皆さんは「Bandsintown」というアプリをご存知でしょうか。
スマホに入れておくとSpotifyやApple Musicなどの音楽配信サービスでの視聴傾向を勝手に分析し自分がいる場所で近いうちに開催されるライブ情報をレコメンドしてくれるというアプリなのですが、これがぴあやイープラスとかのプレイガイド関係なく自分がよく聴いているアーティストやお気に入りに入れているアーティストやそれに限らず忘れていたけど好きだった意外なアーティストをオススメしてくれたりします。
https://www.bandsintown.com/

そんな「Bandsintown」が急にオススメしてくれたのがなんとアル・ディメオラ。お気にいりにいれてたっけなあ?Billboard Live TOKYO初日の3日前ぐらいのタイミングだったけどまだ指定席取れそうだったので行ってみることにしました。

アル・ディメオラと言えば速弾き、今ではハイテクメタルの超高速ギタリストも数多く犇めく時代ですが、私がギターを弾き始めた40年以上も昔、大阪での中学生の頃、世界で一番の速弾きギタリストは誰?というテーマは弾き始めたギター小僧たちにとっては大変に重要なテーマでした。クイーン、キッス、エアロスミスの当時のロック入門編から一歩進んで深堀りを始めた時期でもあり先輩方の意見を聞いたり「ミュージック・ライフ」や「音楽専科」などの雑誌で読んだ知識を聞きかじったりして頃でもありまして、ロック少年的にはレインボーを立ち上げ人気絶頂だったリッチー・ブラックモアや衝撃のインストアルバム「ワイヤード」を発表したジェフ・ベックなどがよく名前に上がっていました。先輩たちからはテン・イヤーズ・アフターのアルヴィン・リーの速弾きがすごいなんて言われてウッドストックのアルバムを聞かされたりしました。今見ても中々かっこいいです!

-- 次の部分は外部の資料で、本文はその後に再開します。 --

PR #9698, opened 2024-07-26
perf(schema): speed up failure case of duplicate keys when constructing schemas

cpcloud:
Adds a modest 2x performance improvement when trying to construct schemas with duplicate keys.


cpcloud:
Merging!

同じ頃に「プレイヤー」という楽器を演奏するための雑誌を別のクラスメイトが持ってきていました。そこにはベック、ペイジ、ブラックモア以外にもすごいギタリスト〜イエスのスティーヴ・ハウやフォーカスのヤン・アッカーマン、そしてラリー・カールトンジョン・マクラフリンといったすごいギタリストが存在することが書かれていました。特にジョン・マクラフリンはジェフ・ベックにもすごく影響を与えている的な記事を書かれていました。そしてジョン・マクラフリンこそが世界一の速弾きギタリストであるとも。ちょうどロックから当時クロスオーバーと呼ばれていたフュージョンの前身的なジャンルへ拡がりを見せていた時期でもありました。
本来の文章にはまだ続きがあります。